The Chairperson (Ms Kimmins): That would be great.

Mr Robinson: I will be very quick because I am very conscious that we are way over time, Preeta mentioned PCNs. Will they be enforceable, similar to the way in which PCNs are enforced on DFI-owned land? Or, will the sites be deemed as being private land, in which case you will see a deluge of people seeking to challenge the PCNs?

Ms Creaney: We already use this approach on the Royal and City sites, and we do enforce it. We do give people the right to appeal. If I went to a clinic and thought that I would be three hours but took five hours and therefore did not pay enough for my car parking, we would not uphold that. We have a company that provides us with that service.

The Chairperson (Ms Kimmins): Finally, I know that Scotland has brought in this measure. Has there been any engagement with Scotland on how it is working. What has been the feedback from there?

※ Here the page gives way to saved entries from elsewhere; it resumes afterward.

PR #140, opened 2018-01-22
EZP-28736: SPI cache not cleared when a content is published via a delayed publication workflow

adamwojs:
> JIRA: https://jira.ez.no/browse/EZP-28736

## Description

This PR adds the second optional argument to `\eZ\Bundle\EzPublishLegacyBundle\Cache\PersistenceCachePurger::content` for affected objectIds, and use it for clearing the relevant content cache. This allows us to avoid of location loading in cache purging, which may cause issues when cache purging is executed in the in the middle of a transaction started by the legacy database connection.   

Changes suggested in https://github.com/ezsystems/ezpublish-legacy/pull/1343#issuecomment-357519202

- [x] Adjust the `ezcontentcachemanager::clearNodeViewCacheArray` / `eZContentOperationCollection::removeNodes` calls in ezpublish-legacy (https://github.com/ezsystems/ezpublish-legacy/pull/1345)

### DIFF
--- a/bundle/Cache/PersistenceCachePurger.php
+++ b/bundle/Cache/PersistenceCachePurger.php
@@ -101,13 +101,13 @@ class PersistenceCachePurger implements CacheClearerInterface
      * Either way all location and urlAlias cache is cleared as well.
      *
      * @param int|int[]|null $locationIds Ids of location we need to purge content cache for. Purges all content cache if null
-     * @param int|int[]|null $contentIds Ids of content we need to purge
+     * @param int[]|null $contentIds Ids of content we need to purge
      *
      * @return array|int|\int[]|null
      *
      * @throws \eZ\Publish\Core\Base\Exceptions\InvalidArgumentType On invalid $id type
      */
-    public function content($locationIds = null, $contentIds = null)
+    public function content($locationIds = null, array $contentIds = null)
     {
         if ($this->allCleared === true || $this->isSwitchedOff()) {
             return $locationIds;
@@ -122,8 +122,6 @@ class PersistenceCachePurger implements CacheClearerInterface
 
         if ($contentIds === null) {
             $contentIds = array();
-        } elseif (!is_array($contentIds)) {
-            $contentIds = array($contentIds);
         }
 
         foreach ($locationIds as $id) {
@@ -139,6 +137,7 @@ class PersistenceCachePurger implements CacheClearerInterface
                 );
             }
         }
+
         foreach (array_unique($contentIds) as $id) {
             if (!is_scalar($id)) {
                 throw new InvalidArgumentType('$id', 'int[]|null', $id);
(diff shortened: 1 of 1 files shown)


bundle/Cache/PersistenceCachePurger.php
```diff
@@ -119,25 +120,37 @@ public function content($locationIds = null)
...
-                $this->cache->clear('user', 'role', 'assignments', 'byGroup', $location->contentId);
-                $this->cache->clear('user', 'role', 'assignments', 'byGroup', 'inherited', $location->contentId);
+                $contentIds[] = $this->locationHandler->load($id)->contentId;
             } catch (NotFoundException $e) {
                 $this->logger->notice(
                     "Unable to load the location with the id '$id' to clear its cache"
                 );
             }
         }
+        foreach ($contentIds as $id) {
```
andrerom: Make this unique

bundle/Cache/PersistenceCachePurger.php
```diff
@@ -119,25 +120,37 @@ public function content($locationIds = null)
...
+            if (!is_scalar($id)) {
+                throw new InvalidArgumentType('$id', 'int[]|null', $id);
+            }
+
+            $this->cache->clear('content', $id);
+            $this->cache->clear('content', 'info', $id);
+            $this->cache->clear('content', 'info', 'remoteId');
```
andrerom: can move this down into related cache while at it, does not need to be in the loop

crevillo: and what about move these 6 calls to a dedicated method? (maybe protected)

andrerom: nah, they are not relevant for master

adamwojs:
PR updated according to @andrerom suggestions.

bundle/Cache/PersistenceCachePurger.php
```diff
@@ -101,12 +101,13 @@ public function resetAllCleared()
      * Either way all location and urlAlias cache is cleared as well.
      *
      * @param int|int[]|null $locationIds Ids of location we need to purge content cache for. Purges all content cache if null
+     * @param int|int[]|null $contentIds Ids of content we need to purge
```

Mr Thompson: I was chatting to a manager in NHS Lothian during the week. When the policy was introduced in that region, there were a lot of issues with congestion, and those issues remain. Alan Chambers made reference to Lothian, I think, having a 45-minute waiting time for ambulance services as a result of the congestion: the ambulances could not get on-site. So, there are real dangers if we do not plan for this properly. That is why we need the two years, not just to get the equipment in but to plan for the change. Scotland is over the hump, but it still sees an increased demand on the car parks as a result of the change. It is dealing with that consequence around the sites as well.